Counting ships – DataCrunch | a QAC student blog

Areas of highest ship density from Jan. 2015 to Aug. 2015 (before backlog) vs. Jan. 2021 to Nov. 2021 (during backlog)

by Trey Plante ’24

This past semester I took Working with Remote Sensing Data (QAC234) and developed a project focused on counting container ships in the Long Beach Harbor, California. Here are some details of what I did.

QAC234 is a new course, first offered in the fall of 2021. In the class, you learn what remote sensing is, how satellites collect data, and how this data can answer various research questions. We utilized Google Earth Engine, which is an online platform that stores satellite data for scientific analysis, to explore complex questions and garner intriguing insights via data science.

Having read a lot about the recent supply chain and port backlogs that have occurred post-COVID (see here and here), Professor Oleinikov and I decided to analyze the LA-Long Beach ports and developed a script for counting the number of ships in satellite imagery. We used the data from the Sentinel-1-GRD collection that comes from the Sentinel-1 satellite operated by the European Union and is available in the Earth Engine. Sentinel-1 is a synthetic aperture radar (SAR) – it can collect data in any weather conditions, day and night. It revisits the Long Beach area every six days.

To count the ships, we used the scripting capabilities in Google Earth Engine – all operations are done in the cloud, controlled by a script running from a web browser. Before we could actually count the ships, we had to learn how to separate them from the background. This operation is familiar to many of us: this is how the background filters work in Zoom and why movie-makers use green screen when they want to have an artificial background.

Image shows the area identified as water in the Long Beach Harbor — Left – SAR image of ships in the harbor, right – the water region used in the analysis is shown with white pixels

In our case, we needed to identify all pixels that corresponded to water (in contrast to land). Fortunately, water appears relatively dark in near-infrared imagery, while other types of surfaces appear brighter. We computed the historical minimum of the pixels in the images and then picked the ones whose value was below a threshold. This gave us a water mask – it is an image that masks out the pixels that should not be used in the analysis – the land pixels.

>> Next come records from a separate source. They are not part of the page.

Issue #713, opened 2021-01-30
Single node launcher issue


jeffra:
When running something like: `deepspeed --include worker-1 test.py` from worker-0 we currently run test.py only on worker-0. This is due to this line of code in our runner:

https://github.com/microsoft/DeepSpeed/blob/master/deepspeed/launcher/runner.py#L307

We currently prevent `pdsh` from launching the job if the number of workers is 1. However, we do not currently check to make sure that the 1 worker is the local worker we are invoking the `deepspeed` launcher from.

PR #3519, opened 2023-05-11
Extend DeepSpeed inference initialization API with a 'quantize_groups' argument

sakogan:
This PR allows setting the number of quantization groups to be used during inference for the given model weights. Once merged, one should be able to control this number by passing the `quantize_groups` argument to a `deepseed.init_inference` call, e.g., like is done in this inference test script: https://github.com/microsoft/DeepSpeedExamples/compare/master...sakogan:DeepSpeedExamples:inference-test-enhance
(Note that the latter example will be submitted to the DeepSpeedExamples repo as a separate PR if this PR is merged.)

Setting 'quantize_groups' is allowed only when the quantization is enabled, i.e., when `dtype` is set to `int8`.

### DIFF
--- a/deepspeed/__init__.py
+++ b/deepspeed/__init__.py
@@ -21,7 +21,7 @@ from .runtime.engine import ADAM_OPTIMIZER, LAMB_OPTIMIZER
 from .runtime.hybrid_engine import DeepSpeedHybridEngine
 from .runtime.pipe.engine import PipelineEngine
 from .inference.engine import InferenceEngine
-from .inference.config import DeepSpeedInferenceConfig
+from .inference.config import DeepSpeedInferenceConfig, QuantizationConfig
 from .runtime.lr_schedules import add_tuning_arguments
 from .runtime.config import DeepSpeedConfig, DeepSpeedConfigError
 from .runtime.activation_checkpointing import checkpointing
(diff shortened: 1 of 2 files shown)


RezaYazdaniAminabadi:
Hi @sakogan,

The changes in this PR looks good to me. May I ask that you link the PR on the example side so that I know how to use this feature?
Thanks,
Reza

sakogan:
thanks for the review @RezaYazdaniAminabadi. I will submit the corresponding PR into the examples repo shortly.

sakogan:
@RezaYazdaniAminabadi I opened a PR [#713](https://github.com/microsoft/DeepSpeedExamples/pull/713) on the examples repo that adds the corresponding argument to the inference test script

sakogan:
Yes. Here is an example command:
`deepspeed /path/to/DeepSpeedExamples/inference/huggingface/text-generation/inference-test.py --batch_size 1 --use_kernel --use_meta_tensor --dtype int8 --model bigscience/bloom-7b1 --quantize_groups 32`

deepspeed/__init__.py
```diff
@@ -337,6 +337,14 @@ def init_inference(model, config=None, **kwargs):
...
     config_dict.update(kwargs)
 
+    # Set the number of weight quantization groups if an optional 'quantize_groups' argument is given
+    if "quantize_groups" in config_dict:
+        if not ("dtype", torch.int8) in config_dict.items():
+            raise ValueError("'dtype' argument expected int8 when 'quantize_groups' argument is provided")
+        quant = QuantizationConfig()
+        quant.weight.q_groups = config_dict.pop("quantize_groups")
+        config_dict["quant"] = quant
+
```
mrwyattii, line 347: I believe you are adding `quantize_groups` as a shortcut for the admittedly convoluted current quantize config settings? For example, with this you could just pass `quantize_groups=2` rather than `quant={"weight":{"q_groups":2}}`.

But perhaps we should look into how we can simplify the quantize settings or at the very least add this logic to the `DeepSpeedInferenceConfig` class as a pydantic validator (so that the config logic is consolidated there).

kiucho:
Hi, dose deepspeed support int8 inference? With next command I get following error
command: `deepspeed --num_gpus 1 inference-test.py --use_kernel --dtype float16 --model EleutherAI/gpt-j-6b`
`!!!! kernel execution error. (m: 4096, n: 3, k: 12288, error: 15)`

Issue #1300, opened 2021-08-11
why use for all-reduce when `contiguous_gradients` is False?


zarzen:
Hi there, 

On single node with 8A100 GPUs connected with nvlinks, I can still observe the performance benefits with `contiguous_gradients` set to False. e.g., 10B model backward time: *~1329.30ms* vs ~ *1593.24ms* (contiguous_gradients=False vs. contiguous_gradients=True). 

I am wondering where is the benefits coming from. The all-reduce suppose to incur more communication overheads than reduce-scatter operation. 

Could please explain a littile bit about why use all-reduce for each gradient tensor? (I not completely sure that zero3 will do all-reduce for all gradient tensors. But base on the code path at here, I guess so)
https://github.com/microsoft/DeepSpeed/blob/master/deepspeed/runtime/zero/stage3.py#L2314 

And what could be the overheads introduced with setting `contiguous_gradients=True`? 

Thanks!

Issue #622, opened 2020-12-28
Zero stage 2 : contiguous_gradients and "Reduce"


anijmlt:
I am running the 8B model as described in Table 1 of the [Zero paper.](https://www.computer.org/csdl/pds/api/csdl/proceedings/download-article/1oeOS4nBiik/pdf) on 8 GPUs.
I notice that the "contiguous_gradients" setting in the config seems to control whether "Reduce" or "Allreduce" is used for gradient reduction in backward pass. That is, I see the following in the NCCL Debug log only when "contiguous_gradients" is "true":
![image](https://user-images.githubusercontent.com/37815929/103239520-94ca9a00-4902-11eb-9df5-329f1a1a7f91.png)

I see this being referenced in #264 but it wasn't clear why "contiguous_gradients" should control the communication pattern. As the answer in #264 mentioned it should only "defragment the memory during backward propagation".

Issue #264, opened 2020-06-15
Deepspeed communication pattern clarification


nishantagrawalgit:
Queries regarding communcation calls in Deepspeed for Stage1(Zero1) and Stage2(Zero2):

1.  As per paper, Stage1(Zero1) has Optimizer split implementation and we should see below calls on 2 GPU's(1 layer GPT2/345m model) with NCCL:
    1 call - Reduce_Scatter for Gradients 
    1 call - All_Gather for optimizer
    
	As per details mentioned in one of prior github issues(Deepspeed) that reduce_scatter for stage 1 is not implemented. Thats why it calls all_reduce for stage1 Zero optimizer. Is it still not implemented? 
	
    Based on the logs we are seeing All_Reduce calls in the backpass + Reduce_Scatter calls post backpass before optimizer step. So can you explain why reduce_scatter needed here as we can just do all_reduce for the gradient and all_gather for optimizer? 
	
	We are seeing an overflow occur at the end of Optimizer step(we expected to see All_Gather comms at the end of the optimizer which we dont observe). Can you pls explain why overflow occurs as mentioned in the below logs:  
	rank 0 detected overflow nan in tensor 0:1 shape torch.Size([50304, 1024])
	[deepspeed] OVERFLOW! Skipping step. Attempted loss scale: 4294967296, reducing to 4294967296

    
2.  For Stage2(Zero2), Zero with Optimizer+gradient split- In the backpass the gradient should get scattered to gpu that owns that gradient chunk for reduce, and then perform all gather for optimizer(as per paper). In the run logs we are seeing:
	No calls in the backpass which means no comms and compute overlap in backpass because of enabling fusion buffer. As a result we have see only 2 All_Reduce calls post backpass for gradients. Pls confirm if our understanding is correct?

samyam:
@nishantagrawalgit  Thank you for your interest in DeepSpeed. 

1. 
a) Reduce Scatter for Stage 1 is now already implemented. It is the default option for Stage 1, and we have removed the allreduce version from Stage 1
  
We use reduce_scatter instead of all_reduce to reduce the communication volume by half.

[...]

PR #3545, opened 2023-05-15
Resolve hard dependency on MOE for contiguous_gradients on stage 1

abhilash1910:
Motivation for This PR:
In [engine.py](https://github.com/microsoft/DeepSpeed/blob/5c6da1f001f936234a31a238e71ca386e34eb51a/deepspeed/runtime/engine.py#L1408) there is a dependency on contiguous_gradients on MoE, for Stage1 which would imply that even with "contiguous_geadients" enabled, Stage 1 would still default to ["buffered_allreduce" ](https://github.com/microsoft/DeepSpeed/blob/5c6da1f001f936234a31a238e71ca386e34eb51a/deepspeed/runtime/zero/stage_1_and_2.py#L1210) during reduce_ipg_grads.   If MoE is disabled (no experts) , then even with contiguous_gradients set, we would have to see allreduce pathway for Stage 1; which is a hard dependency on MoE. So this PR is to retain the condition that irrespective of MoE , contiguous_gradients if set should remain set on deepspeed. In this case, without MoE and inducing contiguous_gradients=True allows stage 1 to show reduce collective in place of allreduce (as it should). 
With MoE experts set it also goes through the reduce path (does not break functionality). 
Also this is for issues : #622  #264  #1300 

@tjruwase   requesting review .

Ps: CLA is signed .


abhilash1910:
@tjruwase  could you please review ? cont_gradients should not be hard binded with Moe in engine , as this would mean enabling Moe layers everytime to see cont_grads.  This also affects performance, hence seeking your review on this.

awan-10:
@abhilash1910  -- Thanks for the PR! Have you tested performance and found issues? It will be helpful to add some more details if you can. 

@RezaYazdaniAminabadi, @jeffra, and @tjruwase - I think we should accept this PR. Do you guys remember we did something like this but never pushed a public PR? Thoughts?

abhilash1910:
Thanks @awan-10 , I found that decoupling the moe provides reduce collective ; I am checking for perf if there is any impact . I will add the log file for the perf characterisations .  But moe should be detachable from contiguous gradients.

Steps in preparing the pixels for count: radar image, binary image, and dilated image — From radar image to pixel blobs. Left – SAR image, center – binarized image, right – image after dilation operation

After ensuring that we are only working with the water region, we used the SAR data. SAR images capture the “roughness” of a surface – smooth surfaces will appear dark, while rough surfaces and structures on them will reflect the radio waves back to the radar and will appear brighter. In SAR, ships appear as bright spots on the dark background of water. We use thresholding again: pixels that are too dark to be ships are coded as 0, and pixels bright enough are 1. Next, we perform image dilation to seal the gaps between pixels. Then, we assign labels to the ship-related pixels and filter the labeled objects to be at least 1,000 square meters in area. One thousand square meters sounds like a lot, but it is actually only a rectangle 20 meters wide and 50 meters long, which is quite small for the average container ship. Finally, we count the number of labeled objects and export our data.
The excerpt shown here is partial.